Tout comme le nom de son héroïne, « Beautyland » est intitulé « Beautyland » pour une raison, et ce n’est pas seulement parce que, comme l’a noté l’écrivain Amy Sohn, « la terre » est la nouvelle « nation » » dans les titres de livres. C’est le nom du magasin de produits cosmétiques où la mère d’Adina s’approvisionne en bouteilles de huit onces de Jean Naté, une touche de glamour pour adoucir son travail dans un établissement pour personnes handicapées ; et où l’arrivée du Frizz-Ease de John Frieda, vers 1989, est annoncée comme un événement majeur. Il faut peut-être un extraterrestre pour nous rappeler à quel point la féminité est un déguisement, une armure – une carapace.

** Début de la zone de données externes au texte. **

PR #1385, opened 2022-02-20
fix incomplete push, push_tag and repositry_update system hooks

jlamur:
The structs for the system hooks `push`, `tag_push` and
`repository_update` were left empty. This commit adds all the fields
from the documentation here:
https://docs.gitlab.com/ee/system_hooks/system_hooks.html#create-a-system-hook
except for some of them that appear to be redundant (like `repostory`
that looks like it's a subset of `project`).

### DIFF
--- a/event_systemhook_types.go
+++ b/event_systemhook_types.go
@@ -147,8 +147,8 @@ type PushSystemEvent struct {
 		Description       string `json:"description"`
 		WebURL            string `json:"web_url"`
 		AvatarURL         string `json:"avatar_url"`
-		GitHttpURL        string `json:"git_http_url"`
-		GitSshURL         string `json:"git_ssh_url"`
+		GitHTTPURL        string `json:"git_http_url"`
+		GitSSHURL         string `json:"git_ssh_url"`
 		Namespace         string `json:"namespace"`
 		VisibilityLevel   int    `json:"visibility_level"`
 		PathWithNamespace string `json:"path_with_namespace"`
@@ -157,10 +157,10 @@ type PushSystemEvent struct {
 		URL               string `json:"url"`
 	} `json:"project"`
 	Commits []struct {
-		ID        string `json:"id"`
-		Message   string `json:"message"`
+		ID        string    `json:"id"`
+		Message   string    `json:"message"`
 		Timestamp time.Time `json:"timestamp"`
-		URL       string `json:"url"`
+		URL       string    `json:"url"`
 		Author    struct {
 			Name  string `json:"name"`
 			Email string `json:"email"`
@@ -190,8 +190,8 @@ type TagPushSystemEvent struct {
 		Description       string `json:"description"`
 		WebURL            string `json:"web_url"`
 		AvatarURL         string `json:"avatar_url"`
-		GitHttpURL        string `json:"git_http_url"`
-		GitSshURL         string `json:"git_ssh_url"`
+		GitHTTPURL        string `json:"git_http_url"`
+		GitSSHURL         string `json:"git_ssh_url"`
 		Namespace         string `json:"namespace"`
 		VisibilityLevel   int    `json:"visibility_level"`
 		PathWithNamespace string `json:"path_with_namespace"`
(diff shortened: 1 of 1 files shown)


event_systemhook_types.go
```diff
@@ -130,6 +130,41 @@ type UserTeamSystemEvent struct {
 // https://docs.gitlab.com/ee/system_hooks/system_hooks.html
 type PushSystemEvent struct {
 	BaseSystemEvent
+	Before       string `json:"before"`
+	After        string `json:"after"`
+	Ref          string `json:"ref"`
+	CheckoutSha  string `json:"checkout_sha"`
```
svanharmelen, line 136: Please write all the `Sha` parts as `SHA`, thanks!

event_systemhook_types.go
```diff
@@ -130,6 +130,41 @@ type UserTeamSystemEvent struct {
...
+	UserID       int    `json:"user_id"`
+	UserName     string `json:"user_name"`
+	UserUsername string `json:"user_username"`
+	UserEmail    string `json:"user_email"`
+	UserAvatar   string `json:"user_avatar"`
+	ProjectID    int    `json:"project_id"`
+	Project      struct {
```
svanharmelen, line 143: Can we use the `Project` struct instead? Or is the returned data too different?

event_systemhook_types.go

Pour Adina, le monde est divisé par sexe, oui – comme lorsque cette clique de lycéennes coiffées avec plus d’assurance décide de vous exclure pour le péché de rire après que votre béguin du lycée ait révélé son pénis, qui ressemble à un « champignon en colère ». plutôt que de faire ce qu’il veut.

Mais l’altérité est un thème plus central. Là où les humains zaguent, Adina zigzague : détestant les Beatles, croyant en Yoko la véritable artiste. Les homards attachés dans des bassins et les finales de la saison à la télévision la font pleurer («le pire sentiment») ou même vomir. Elle se soumet à un petit ami, un pianiste synesthésique, uniquement parce qu’elle soupçonne qu’il vient lui aussi d’une autre planète.

Une tristesse ineffable et un sentiment de résignation pèsent sur « Beautyland », qui refuse de céder à la sentimentalité, au hasard ou à l’idée que tout fonctionne pour une raison. C’est le deuxième roman que j’ai relu en six mois qui évoque « Our Town » de Thornton Wilder, le premier étant, de manière plus obsessionnelle, le best-seller « Tom Lake » d’Ann Patchett.

Adina n’est pas interprétée comme Emily, comme l’héroïne de Patchett, mais comme la narratrice, ce qui semble profondément significatif. Être un extraterrestre ici pourrait simplement être une métaphore de la difficile bénédiction de se sentir suffisamment séparé du rythme de la vie sur Terre pour rendre compte de ce qui se passe : pour raconter une histoire.